In some ways it was the needs of the Industrial Revolution itself which, in the end, came to
the aid of the working classes. As the Industrial Revolution progressed there was an
increasing need for educated workers. In the old days it was not a problem if a farm hand
was illiterate. However, in the new industrial society, mechanics, civil engineers, architects
and builders all needed literate workers who were able to read instructions, take measurements and interpret drawings and
plans.
Most European countries had tried to control education with the ‘ruling class’ preventing access to higher education to
people from the ‘lower orders’ (the middle and working classes). It was inevitable that once the ‘lower orders’ gained access
to education they would become aware of two fundamental flaws in their lives; first, that they were being outrageously exploited and second, that,
whilst they were creating the wealth of the country, they were gaining little benefit for themselves and they had no political power.
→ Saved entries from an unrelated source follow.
PR #145, opened 2025-01-21
AI Agent v0

mvanniasingheTT:
# Description 

This PR adds support for the search agent using the Llama 70B Instruct model. Using the ChatUI, a user is able to switch between using their standard LLM of choice and using the search agent to access real time information from the web. 

# Instructions to Setup Agent 

## Build Docker Image 

Once you have done the typical setups with the weights and persistent volume, follow the below: 

Visit https://tavily.com/  to generate an API key to use the search tool.  Update the `tt-studio/app/.env.default` with the API key

```bash
TAVILY_API_KEY=<your-tavily-api-key>
```

```bash
docker pull ghcr.io/tenstorrent/tt-studio/agent_image:v1
cd tt-studio/app
docker compose up --build
```

Refer to the below video for an example of what the agent can be used to do: 

https://github.com/user-attachments/assets/d06486a4-adce-4823-8a66-57d506cbabd4

The overall flow of tt-studio with the agent is shown below: 
Screenshot 2025-01-24 at 3 51 43 PM

The details of how the agent and the llm work together are depicted below: 
Screenshot 2025-01-24 at 3 51 04 PM

To Do:
- [x] Add agent image to GHCR (?)
- [ ] Thread id of agent should by dynamic based on which chat being used in ChatUI


app/api/model_control/model_utils.py
```diff
@@ -48,6 +49,49 @@ def health_check(url, json_data, timeout=5):
         logger.error(f"Health check failed: {str(e)}")
         return False, str(e)
 
+def stream_response_from_agent_api(url, json_data):
+    try:
+        new_json_data = {}
+        # TODO: thread_id should be dynamic once there is support for multiple different chats with no shared context
```
milank94, line 55: Does this mean that only 1 active chat can use the agent application?

mvanniasingheTT: multiple active chats can use the agent application, but they were all using the same agent running on the same thread. I made a fix so that each chat uses an agent running on its on thread. This is mainly for memory/stateful chat purposes, but since it chat has its own state it doesn't really change too much. The fix is here: https://github.com/tenstorrent/tt-studio/pull/168/commits/d33c3b518cdaf83b6ce831e59d29b428c88eb4f6

PR #163, opened 2025-01-27
Ben/sd1.4

bgoelTT:
This PR integrates the stable-diffusion-1.4 inference server into TT-Studio. The features include:
- launching & destroying the server from the studio UI
- a new Image Generation page
  - agnostic to the model being used (allows for future model integration such as a better stable-diffusion version, i.e., sd-3.5)
  - looks and functions similar to the ChatUI where the user submits prompts to the server and the UI "replies" back to the user with their generated image

Some future improvements:
- adding a stateful chat system similar to ChatUI (currently if you navigate to a different page all the state information is destroyed)
- Swapping the current initial sample image UI with something similar to ChatUI (example sample prompts to show the user how to generate the best images)
- enable queuing of multiple image generation requests
  - the server can already handle this, needs frontend support


bgoelTT:
Superceded by #193

PR #303, opened 2025-04-29
Yolo v4 and Whisper Fixes

sbennettTT:
-Bounding boxes fixed
-Metrics light dark mode fixed
-Metrics icon and display on webcam and image fixed

### DIFF
--- a/app/frontend/src/components/object_detection/ObjectDetectionComponent.tsx
+++ b/app/frontend/src/components/object_detection/ObjectDetectionComponent.tsx
@@ -4,56 +4,33 @@ import { useLocation } from "react-router-dom";
 import { customToast } from "../CustomToaster";
 import React, { useState, useCallback, useRef, useEffect } from "react";
 import { Card } from "../ui/card";
-import { motion, AnimatePresence } from "framer-motion";
+import { Tabs, TabsContent, TabsList, TabsTrigger } from "../ui/tabs";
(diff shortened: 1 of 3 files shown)


anirudTT (changes requested):
Requested modifications:

- [ ] Restore object highlighting functionality: Re-enable the hover interactions that highlight detected objects on the live webcam feed when selected in the results list. This feature exists in the original code and simply needs to be reactivated. It provides essential visual connection between listed detections and their actual location. This needs to be re-enabled on webcam and file upload view.

- [ ] Reposition stop button: Move this control outside the webcam viewing area to prevent obstruction and improve accessibility. 

- [ ] Keep animation effects: Retain the existing motion/appear animations from the original code. These subtle effects provide valuable visual feedback and contribute to the polished feel of the interface without causing performance issues.

All three features existed in the original implementation and I think we need restore those back. Keeping the UX/UI of the webcam page + file upload the same is excellent!

anirudTT:
Screenshot 2025-04-29 at 8 53 38 PM

> This is the object highlighting functionality

anirudTT:
@sbennettTT   I also think we should keep the original positions of keeping the table and the file/webcam side by side but open to feedback

sbennettTT:
Let's discuss tomorrow

sbennettTT:
Will do!

PR #308, opened 2025-05-01
Yolov4-Whisper final fixes and new PR

sbennettTT:
### Changelog
- #309 
Fixed Webcam Bounding issues
Will move Switch camera into a new PR


anirudTT (changes requested):
Great Changes 💯 
Few minor corrections

- [ ] Can we display detection results with just the confidence scores and detected objects, while hiding the rest of the data? This approach was included in the original code and would help prevent user confusion when they're viewing these essential elements.
- [ ] Can we revert the uploaded file layout area to its previous design? I'd like it to be less visible by default, but show better visibility when users hover over it. This would improve the overall layout and user experience.

@sbennettTT : Lmk if you have any thoughts or concerns on the feedback. 

----
Attaching some screengrabs from the original code
----
Screenshot 2025-05-01 at 10 46 30 AM
Screenshot 2025-05-01 at 10 46 46 AM

sbennettTT:
as for the second request, the 2 tabs are very similar now, and I think it looks good. try a vertical image, the bounding boxes are off, and the image is cut short. I think my fixes work better, but still not sure what you meant. let's discuss when you have a chance?

sbennettTT:
Completed the changes with filename and remove image colouration over hover

sbennettTT:
the bounding box is still to high on webcam, without changing anything else, fix that

anirudTT:
Think we need to update branch + add updated PR changelog .

PR #313, opened 2025-05-13
Anirud/whisper model local bring up

anirudTT:


anirudTT:
- [x] tested TT-Studio being able to deploy and user being able to use Whisper model
- [x] Tested that AI Playground version also will work on the same fork

PR #441, opened 2025-07-17
Shane/lightdark fixes

sbennettTT:
light dark cherry picks


sbennettTT (commented):
copilot suggestions incorporated where necessary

In most European countries members of the middle class began to emerge as an increasingly wealthy part of the society. Often their wealth, newly
founded on industrial investment, was considerably more than that of the old upper, or ruling, class. However, in the majority of Europe the upper
class still dominated the newly rich Bourgeoisie (the Nouveau Riche), and kept political power out of its hands. An increasing frustration within the
working class often led to bloody conflict. In Britain, from the early 1800’s, this manifested itself as social unrest.